Sports by Bryan Davis, former West Indies Test cricketer
The fortunes of West Indian cricket and that of the Trinidad & Tobago team are inter-locked. Both are getting so accustomed to losing that they are now satisfied with it. So much so that the coaches, managers and administrators are running out of excuses!
The silence after the West Indies defeat by New Zealand in the Cricket World Cup (CWC) quarter final and the loss by T&T in the last game of the four-day competition against the Leewards, is deafening. No reasons are being put forward as to why our Caribbean cricketers have reached this state!
The chairman of the WI selectors, Clive Lloyd, believes that the WI team just need to play to their potential in order to do well. Quite often, captains and coaches make this statement when they know their side is no good. It’s usually an assertion behind which to hide and then hope for the best!
Sir Richie Richardson made some ridiculous remarks as team manager before the tournament, after the WI lost a warm-up match against England. They were bowled out for 122 while their opponents reached the target in less than 23 overs, losing just one wicket in the process.
Sir Richie: “Not a very good start but it’s not about the start it’s about the finish…Tonight is no reflection of how we have been training or anything to do with the mood in the camp. It was just very strange that England got the better of us in that particular way.”

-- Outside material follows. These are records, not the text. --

PR #2200, opened 2016-03-17
fix abtest module import by lowercasing its path

Warkot:
## Description

JS console was throwing this error:
```
Uncaught Error: Could not find module `common/modules/AbTest` imported from `main/components/feedback-form`
```

All filenames, paths and the imports have to be lowercase. Linux machines, on which our app works, are case sensitive.

## Reviewers

@Wikia/x-wing @adamkarminski @lukaszkonieczny @kamilkoterba

### DIFF
--- a/front/main/app/components/feedback-form.js
+++ b/front/main/app/components/feedback-form.js
@@ -1,7 +1,7 @@
 import Ember from 'ember';
 import UserFeedbackStorageMixin from '../mixins/user-feedback-storage';
 import BottomBannerMixin from '../mixins/bottom-banner';
-import {getGroup} from 'common/modules/AbTest';
+import {getGroup} from 'common/modules/abtest';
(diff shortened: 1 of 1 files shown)


rogatty:
LGTM

kamilkoterba:
shouldn't we rename a file as well?

Warkot:
@kamilkoterba The file was already renamed to lower-dashed-case [here](https://github.com/Wikia/mercury/commit/8f28181def9171a47af0e60ef715932572523fb0#diff-1297dbce62d932408cafcd59bbf94e39). The import path was new, it was added in parallel to that case-changing PR. This divergence caused a difference between the import path and the path of the actual file caused the issue.

kamilkoterba:
Thanks, must have had outdated repo. That makes sense.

He is talking about a team that is about to enter the rigours of competition on the international stage! He does not recognise that the start for the World Cup should have been a year earlier. The team’s training is judged by their performance and if it does not reflect the mood in the camp then the players must be lackadaisical and half-hearted off the field! Next he says that it’s strange, etc. I can’t for the life of me imagine what the manager was trying to convey in this statement.

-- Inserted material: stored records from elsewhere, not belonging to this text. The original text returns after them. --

PR #2205, opened 2016-03-18
CE upvotes feature

kamilkoterba:
## Links

* https://wikia-inc.atlassian.net/browse/CE-3295
* https://wikia-inc.atlassian.net/browse/CE-3265

## Description

This is addition to Recent Wiki Activity page - ability to upvote and downvote page edits.


front/main/app/styles/component/_article_diff.scss
```diff
@@ -107,10 +109,20 @@ $legend-line-height: $type-smallest;
...
 	position: fixed;
-	width: 100%;
+	width: 50%;
 	z-index: $z-site-head;
 }
 
+.diff-page__upvote,
+.diff-page__upvote--upvoted {
+	right: 0;
+	border-left: 1px solid $color-blue-gray;
```
bognix: minor: alphabetical order

front/main/app/components/recent-change.js
```diff
@@ -3,9 +3,17 @@ import Ember from 'ember';
 export default Ember.Component.extend({
 	classNames: ['recent-change'],
 	classNameBindings: ['active'],
+	currentUser: Ember.inject.service(),
 	active: Ember.computed('id', 'rc', function () {
 		return this.get('id') === this.get('rc');
 	}),
+	upvotesEnabled: Ember.get(Mercury, 'wiki.language.content') === 'en',
```
hakubo: if you have time I would advise to add to our toolset this:
https://github.com/kategengler/ember-feature-flags

front/main/app/templates/components/article-diff.hbs
```diff
@@ -26,6 +26,17 @@
 	<div class="{{diff.classes}}">{{diff.content}}</div>
 {{/each}}
 
-{{#if showUndoButton}}
-	<button {{action attrs.showConfirmation}} class="diff-page__undo">{{i18n 'main.undo-label' ns='recent-wiki-activity'}}</button>
+{{#if showButtons}}
+	<div class="diff-page__buttons">
+		<button {{action attrs.showConfirmation}} class="{{buttonUndoClass}}">
```
hakubo: more common way of changing class is to use inline if
{{if upvotesEnabled 'diff-page__undo' 'diff-page__undo--alone'}}

front/main/app/controllers/article-diff.js
```diff
@@ -1,101 +1,169 @@
...
+		 * Sends impression tracking for recent-wiki-activity category
+		 * @param {string} label
+		 * @returns {void}
+		 */
+		trackImpression(label) {
 			track({
-				action: trackActions.close,
-				category: 'recent-wiki-activity',
-				label: 'undo-confirmation-close'
+				action: trackActions.open,
```
rogatty: You call `this.trackImpression('upvote-success');` which then tracks action `open` :)
How about cleaning up the naming? We have `success` action so maybe `this.trackSuccession('upvote')`?

front/main/app/controllers/article-diff.js
```diff
@@ -1,101 +1,169 @@
...
+				label
 			});
 		},
+
+		actions: {
+			/**
+			 * Shows confirmation modal
+			 * @returns {void}
+			 */
+			showConfirmation() {
```
rogatty: Why do we do it in the controller? This is strictly UI thing so IMO it should live in the component. This whole file has a lot of logic which would fit better in a component.

Only the things that use:
- `this.get('application')`
- `this.transitionToRoute`
- `this.get('model')`

should be here. Any UI related logic (not the alert, though (we need to clean it up finally)) should be moved from them too. For example:

```
controller action:

removeUpvote(upvoteId) {
	return this.get('model').removeUpvote(upvoteId);
},


component method:

removeUpvote(upvoteId) {
	// This is the name passed in the template, e.g. removeUpvoteFromModel=(action 'removeUpvote')
	// This one sucks but it can't be removeUpvote as it would clash with the component method
	this.get('removeUpvoteFromModel')(upvoteId).then(
		this.handleRemoveUpvoteSuccess.bind(this),
		this.handleRemoveUpvoteError.bind(this)
	);
	this.trackClick(trackCategory, 'remove-upvote');
}

component action:

handleVote() {
	if (this.get('upvoted')) {
		this.removeUpvote(this.get('currentUserUpvoteId'));
	} else {
		this.upvote();
	}
}
```
In short - keep the controller as simple as possible.

front/main/app/models/article-diff.js
```diff
@@ -56,6 +59,83 @@ const ArticleDiffModel = Ember.Object.extend({
...
+	},
+
+	/**
+	 * Send request to server to remove previously added upvote for a revision
+	 * @param {int} upvoteId ID of upvote record to remove
+	 * @param {int} userId user ID who made an edit
+	 * @returns {Ember.RSVP.Promise}
+	 */
+	removeUpvote(upvoteId) {
+		return new Ember.RSVP.Promise((resolve, reject) => {
```
rogatty: Both methods look almost identical. How about extracting common logic to
```
sendUpvoteRequest(data, successCallback)
```
?

front/main/app/components/recent-change.js
lukaszkonieczny: Looks nice :) We are going to remove this condition next week so this time we leave it but for sure we can try it in the future :)

front/main/app/components/article-diff.js
```diff
@@ -1,9 +1,152 @@
...
-});
+const trackCategory = 'recent-wiki-activity';
+
+export default Ember.Component.extend(
+	TrackClickMixin,
+	{
+		classNames: ['diff-page'],
+		currentUser: Ember.inject.service(),
+		revisionUpvotes: Ember.inject.service(),
+		currentUserUpvoteId: Ember.computed('revisionUpvotes.upvotes.@each.count', 'currentUser.userId', function () {
```
rogatty: `currentUser.userId` isn't used in this property so why do we observe it here?

front/main/app/components/article-diff.js
```diff
@@ -1,9 +1,152 @@
...
+			).then(
+				() => this.trackSuccess('upvote-success'),
+				() => this.handleError('main.error', 'upvote-error')
+			);
+			this.trackClick(trackCategory, 'upvote');
+		},
+
+		/**
+		 * Send request to server to remove previously added upvote for a revision
+		 * @param {int} upvoteId ID of upvote record to remove
```
rogatty: `@param {number}`

front/main/app/components/recent-change.js
```diff
@@ -1,11 +1,87 @@
...
+		classNames: ['recent-change'],
+		classNameBindings: ['active'],
+		currentUser: Ember.inject.service(),
+		revisionUpvotes: Ember.inject.service(),
+		active: Ember.computed('id', 'rc', function () {
+			return this.get('id') === this.get('rc');
+		}),
+		currentUpvotes: null,
+		upvotesCount: Ember.computed('revisionUpvotes.upvotes.@each.count', function () {
+			return this.get('currentUpvotes').count || 0;
```
rogatty: `this.get('currentUpvotes.count')` won't fail if `currentUpvotes` isn't an array.

front/main/app/components/recent-change.js
```diff
@@ -1,11 +1,87 @@
...
+		}),
+		upvotesEnabled: Ember.get(Mercury, 'wiki.language.content') === 'en',
+		currentUserUpvoteId: Ember.computed('upvotesCount', 'currentUser.userId', function () {
+			return this.get('currentUpvotes').userUpvoteId || 0;
```
rogatty: `this.get('currentUpvotes.userUpvoteId')` won't fail if `currentUpvotes` isn't an array.

adamkarminski:
LGTM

The point I’m trying to bring home here is that the absence of proper analysis by the manager before the first ball was bowled in the CWC resulted in a total lack of knowledge of the players and their ability, and an inability to read cricketers and cricket games in particular. And this is the West Indies Cricket Board’s choice of manager!
There was no official coach of the team and Stuart Williams, the batting coach, and Sir Curtly Ambrose (bowling) tried their best to fill the void.
Lloyd was present at the games, probably waiting for the WI team to play to their potential. I wish I had the time and space to list all the foolish declarations of Lloyd before the CWC, from the selection of the team to his predictions!
He chose to embarrass a promising young cricketer by selecting him to lead the WI to South Africa in the ODIs and then to the CWC where the audience is in the millions. All this could only have ended with Jason Holder developing an inferiority complex, changing his nature from bright, enthusiastic and effervescent to one of uncertainty, hesitation and disbelief.
Good timing of changes is vital in cricket and just as it was not right to change leadership that close to a crucial international tournament, so it was also bad timing to leave out Dwayne Bravo and Kieron Pollard, two cricketers who – though they might not have secured a WI win or better performance in the series – would have spurred the team to play with more enthusiasm and higher morale. These two would most certainly have lifted the spirit of the side so that the West Indian cricketers would at least have looked sharper in the field, with no slumping of shoulders or sulking as was so evident.
After the WI’s awful decline in performance, results and aptitude it would be interesting to see what changes, if any, the WICB effects. The hiring of Phil Simmons is a plus although if he has to work with the same selectors, Director of Cricket and manager and if he’s not allowed autonomy, it will be the same old story!
T&T’s cricketers won two matches out of ten in the novel regional four-day franchise competition. The fresh format allowed for home and away games; T&T lost four at home, two away and won in Antigua and Jamaica – a dismal performance. Yet we, the public, have not heard as yet from the administrators of cricket, the T&TCB, as to the reasons behind such poor performances. Was it bad management, inadequate preparation, inept coaching?
The T&TCB is accountable and must therefore help the cricket fan understand what happened. If we’re just not good enough then what is being done to change that?